Been thinking of trying out a woodworking spindle sander to help with cleaning up the inside radiuses of steel brackets, gussets, etc.. I came across this article, http://www.rd.com/americanwoodworker/toolguide/TT_SpindleSanders.pdf Anybody ever used a wood sander for metal use? How does it hold up?
I doubt it will handle the load or hold up for long. The best for steel are Burr-King, but they're very expensive.
I have the combination OSCILLATING SPINDLE - BELT sander (Ridgid) that's rated for wood. But if I don't abuse it, it's been working very well for fabricating metal brackets and finishing rough edges. (course I don't make a living with it)
I don't think the types of garnet abrasive rolls those things use would last very long at all on steel. I've used those rubber mandrel things with the garnet abrasive sanding drums on them for aluminum in a drill press to smooth up inside curves, and the sandpaper in them clogs up fast and gets dull too quickly. They work good for wood, but not that great for metal. You'd probably be better off using a die grinder with a carbide burr to rough it out and then use head porting type sandpaper rolls to smooth it out some more. My favorite all purpose carbide burr is a "tree" shape that's about 3/8" at the fat part and about 1" long. By changing the angle you hold it against the steel, you can get a variety of different radius cuts. A cylinder with a ball end, or a plain ball type burr are also handy.

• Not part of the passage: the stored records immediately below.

Issue #7490, opened 2024-02-02
Error Standardization: Placement API


cicoyle:
Richer errors in Dapr for the **Placement API**.

**Note**: Please clone this issue and assign the clone of this issue to yourself if you would like to contribute to the error standardization efforts.

# Scope of work

- [ ] Choose 5-10 errors in the Placement API to enrich. Ideally, cover as many errors as possible from the API.
- [ ] Follow the steps outlined in [this README](https://github.com/dapr/dapr/blob/master/pkg/api/errors/README.md) for each error being updated

# Definition of done

- [ ] Update 5-10 errors in the Placement API
- [ ] Update the unit tests, if necessary
- [ ] Write integration tests to cover each updated errors

# Keep in mind

Unless a major version is being released and there is a solid reason for introducing backwards incompatibility, we can't change the API, meaning the HTTP and gRPC status codes, and the error codes must stay the same. An exception to this is the gRPC `StatusCode.UNKNOWN` which should be converted to a specific status.

See the [kit errors pkg README](https://github.com/dapr/kit/blob/main/errors/README.md) for another usage example. For each error being updated, you can use the following helper functions to add error details, see the kit [errors pkg](https://github.com/dapr/kit/tree/main/errors) for more details:

- `WithHelpLink()`
-  `WithHelp()`
-  `WithErrorInfo()` - **Required**
-  `WithFieldViolation()`
-  `WithDetails()`

# Reference PRs
Existing error standardization for: 
- [State API](https://github.com/dapr/dapr/pull/7257)
- [PubSub API](https://github.com/dapr/dapr/pull/7322)

fowlerlee:
Hi @cicoyle , I would like to work on this ticket, since no one has commented, may I continue with this work?

fowlerlee:
Hi @cicoyle, I made this [WIP] PR to get early feedback, to know if I am on the right path. I added the test based on what I saw in the integration tests in tests/integration/suite/placement/apilevel/... as well as the commit on #7257, where the author replaced several errors of the form `ErrBadXX = APIError{"invalid request: %v", "ERR_BAD_XX", http.StatusBadRequest, grpcCodes.InvalidArgument}`. What I don't see however is typical errors from pkg/messages/predefined.go, related to the Placement API, which can be converted to the Google API guide format for Errors. Could you guide me where I can find typical errors that should be handled or converted to the mentioned format? Thank you.

by-nelson:
[...]

PR #7835, opened 2024-06-22
added rich error handling for placement api

fowlerlee:
# Description

This PR addresses the rich error handling for the placement api issue https://github.com/dapr/dapr/issues/7490.
The error handling follows the form specified **[here](https://github.com/dapr/dapr/blob/master/pkg/api/errors/README.md)**   

## Issue reference

Please reference the issue this PR will close:  **[7490]( https://github.com/dapr/dapr/issues/7490)** 

## Checklist

* [x] Code compiles correctly
* [x] Created/updated tests
* [ ] Unit tests passing


cicoyle (commented):
Thanks @fowlerlee for this valuable addition. I think this can really help users gain more visibility into these errors. Mind adding some integration tests forcing these errors? I want to ensure we don't change any of the http/grpc error codes.

elena-kolevska:
@fowlerlee for reference, here's an integration test that checks one of the errors you updated (although it's in a different context): https://github.com/dapr/dapr/blob/master/tests/integration/suite/placement/authz/mtls.go#L110

Since the placement tests are heavier to run (they spin up more processes) I'm ok with checking the correctness of the errors inside of existing tests. So, instead of setting up different scenarios just to test the errors, use the existing scenarios to also check the details of the returned error.

pkg/placement/placement.go
```diff
@@ -234,12 +236,12 @@ func (p *Service) ReportDaprStatus(stream placementv1pb.Placement_ReportDaprStat
...
 	clientID, err := p.validateClient(stream)
 	if err != nil {
-		return err
+		return apiErrors.PlacementServiceInternalError(fmt.Sprintf("Internal Error: %s", codes.Internal))
 	}
 
 	firstMessage, err := p.receiveAndValidateFirstMessage(stream, clientID)
 	if err != nil {
-		return err
+		return apiErrors.PlacementServiceUnAuthenticated(fmt.Sprintf("Failed to get client ID from context with code: %s", codes.Unauthenticated))
```
elena-kolevska, line 244: `p.receiveAndValidateFirstMessage` can return `codes.PermissionDenied` or `codes.Internal`  status codes with a specific error message, but here you're overriding them and replacing it with `codes.Unauthenticated`.

pkg/placement/placement.go
```diff
@@ -269,7 +271,7 @@ func (p *Service) ReportDaprStatus(stream placementv1pb.Placement_ReportDaprStat
 		case nil:
 
 			if clientID != nil && req.GetId() != clientID.AppID() {
-				return status.Errorf(codes.PermissionDenied, "client ID %s is not allowed", req.GetId())
+				return apiErrors.PlacementServicePermissionDenied(fmt.Sprintf("Failed wih code %s. Client ID %s is not allowed", codes.PermissionDenied, req.GetId()))
```
elena-kolevska, line 274: Same comment as above, let's follow the go styling guide and start all error messages with lowercase letters. Also, no need to wrap the error message with "Failed with code"

pkg/placement/placement.go
```diff
@@ -182,16 +184,16 @@ func NewPlacementService(opts PlacementServiceOpts) *Service {
 // Blocks until the service is closed and all connections are drained.
 func (p *Service) Run(ctx context.Context, listenAddress, port string) error {
 	if p.closed.Load() {
-		return errors.New("placement service is closed")
+		return apiErrors.PlacementServiceIsClosedOnRun("placement service is closed")
```
elena-kolevska, line 187: The errors in the Start function are not part of the API, and we don't need to transform them into richer grpc errors. @JoshVanL would you agree?

pkg/placement/placement.go
```diff
@@ -234,12 +236,12 @@ func (p *Service) ReportDaprStatus(stream placementv1pb.Placement_ReportDaprStat
 
 	clientID, err := p.validateClient(stream)
 	if err != nil {
-		return err
+		return apiErrors.PlacementServiceInternalError(fmt.Sprintf("Internal Error: %s", codes.Internal))
```
elena-kolevska, line 239: Same comment as below, please propagate the original errors returned in `p.validateClient`

elena-kolevska (changes requested):
Thanks for your PR @fowlerlee! A few comments from me.
There's also some errors that are returned but have not been converted to the new format.

pkg/placement/placement.go
JoshVanL: Yes, that's correct. We don't and should have a typed API error here.

pkg/api/errors/placement.go
```diff
@@ -0,0 +1,110 @@
...
+	PlacementServiceAlreadyRunning = "ALREADY_RUNNING"
+
+	CodePrefixPlacement = "DAPR_PLACEMENT_"
+)
+
+func PlacementServiceIsClosedOnRun(msg string) error {
+	return kiterrors.NewBuilder(
+		codes.Unavailable,
+		http.StatusExpectationFailed,
+		fmt.Sprintln(msg),
```
elena-kolevska, line 36:
```suggestion
		msg,
```

pkg/api/errors/placement.go
```diff
@@ -0,0 +1,110 @@
...
+		CodePrefixPlacement+kiterrors.CodePostfixQueryFailed,
+	).WithErrorInfo(CodePrefixPlacement+kiterrors.CodePostfixQueryFailed, nil).
+		Build()
+}
+
+func PlacementServiceIsAlreadyRunning(msg string) error {
+	return kiterrors.NewBuilder(
+		codes.AlreadyExists,
+		http.StatusExpectationFailed,
+		fmt.Sprintln(msg),
```
elena-kolevska, line 46:
```suggestion
		msg,
```

pkg/api/errors/placement.go
elena-kolevska: ...and similar for the other instances.

pkg/api/errors/placement.go
fowlerlee: Thanks for the review and tips @elena-kolevska: regarding the integration tests, i've been trying to figure out what to do from mtls.go and follower.go, but I'm not able to figure how to force the errors for the Service struct in the integration tests. I'm probably just missing some understanding, but I'm keen to get it right, if I can get some tips to bridge my understanding.

fowlerlee: I am still keen to fix these integration tests, but am stuck with how to force the errors, as stated previously. If I could get some advice I would jump on it asap.

elena-kolevska: Hey @fowlerlee , did you see my previous comment where I linked to an example I prepared for the follower error?
https://github.com/elena-kolevska/dapr/commit/81a00b3c1eb53f59ccbdbc59050080070ffa383d
Testing some of these errors is indeed quite complex, I can take a look at the PR again and see if I can find a way to force that Sentry error, for example.

elena-kolevska: @fowlerlee can we address the outstanding comments about the code first before proceeding to the tests? Otherwise, we might end up having to change the tests again after we change the code.
For example, the one about the different errors in `validateClient` is really important.

fowlerlee: @elena-kolevska, I have pushed fixes for outstanding comments now. It's on my branch and ready for review. Thank you for your time.

pkg/placement/placement.go
```diff
@@ -266,12 +268,12 @@ func (p *Service) ReportDaprStatus(stream placementv1pb.Placement_ReportDaprStat
 
 	clientID, err := p.validateClient(stream)
 	if err != nil {
-		return err
+		return apiErrors.PlacementServiceInternalError(fmt.Sprintf("internal or unauthenticated error: %s", err))
```
elena-kolevska, line 271: We can't replace the error `validateClient` returns here, because it could be different error types. Please take a closer look at the function and update the errors in there directly.

pkg/placement/placement.go
```diff
@@ -266,12 +268,12 @@ func (p *Service) ReportDaprStatus(stream placementv1pb.Placement_ReportDaprStat
...
 	}
 
 	firstMessage, err := p.receiveAndValidateFirstMessage(stream, clientID)
 	if err != nil {
-		return err
+		return apiErrors.PlacementServicePermissionDenied(fmt.Sprintf("internal of permission denied error: %s", err))
```
elena-kolevska, line 276: Same here. We should respect the error `receiveAndValidateFirstMessage` returns.

pkg/placement/placement.go
```diff
@@ -320,13 +322,13 @@ func (p *Service) ReportDaprStatus(stream placementv1pb.Placement_ReportDaprStat
...
 			if clientID != nil && req.GetId() != clientID.AppID() {
-				return status.Errorf(codes.PermissionDenied, "client ID %s is not allowed", req.GetId())
+				return apiErrors.PlacementServicePermissionDenied(fmt.Sprintf("client ID %s is not allowed", req.GetId()))
 			}
 
 			if registeredMemberID == "" {
 				registeredMemberID, err = p.handleNewConnection(req, daprStream, namespace)
 				if err != nil {
-					return err
+					return apiErrors.PlacementServiceFailedPrecondition(fmt.Sprintln("handle connection error: ", err))
```
elena-kolevska, line 331: Same here.

elena-kolevska (changes requested):

elena-kolevska:
Also, please fix the linter issues so the tests can run. I'm expecting to see integration tests failing because some of the error codes changed. And then we iterate and improve until they pass again :)

elena-kolevska (changes requested):
Here are a few more comments. Don't forget to run `make test` for unit tests and `make test-integration` for all integration tests while developing. If they're failing, you'll know you still have a few more tweaks to do.
For quicker iteration, you can run only placement related tests:
```
cd tests/integration
go test --race -v --tags integration --focus="placement"
```

And for unit tests, run everything in the `pkg/actors/ and `pkg/placement` directories.
And finally, don't forget the linter. Otherwise, CI won't run.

That's the kind of usage that I am look at, home shop stuff. Burr King is out of my price range, unless I find a SMOKING deal on one. I have been looking at a slightly heavier duty version of the Jet in the above article. I have the cartridge rolls and rubber drums for my air grinder, but when I want to grind a nice 90 degree edge, well, I have no delusions of grandeur for my fabrication abilities. I see this sander as as great way to make really pretty brackets, with really pretty edges and/or chamfers.
If there is ONE drawback to my woodworking OSCILLATING SPINDLE - BELT unit; it's when your working with VERY thin material. (steel or aluminum) When the belt is at the top of its "stroke"; very thin material can slip under the belt and throw it off. I solved the problem by using a piece of 3/4" plywood on the table - same size as the table - that lifts the work piece up enough so that doesn't happen. Even though the oscillating belt moves up and down so thin material doesn't wear out the lower part of the belt; I use UNI-DIRECTIONAL Silicon carbide belts and tubes so I can flip them over and use both the top and bottom. Another thing, is USE belt dressing*, - it's like a big eraser - it extends the life of the belt - and spindle tubes - especially when working with aluminum. *Sometimes referred to as; "Abrasive Belt and Disk Cleaner."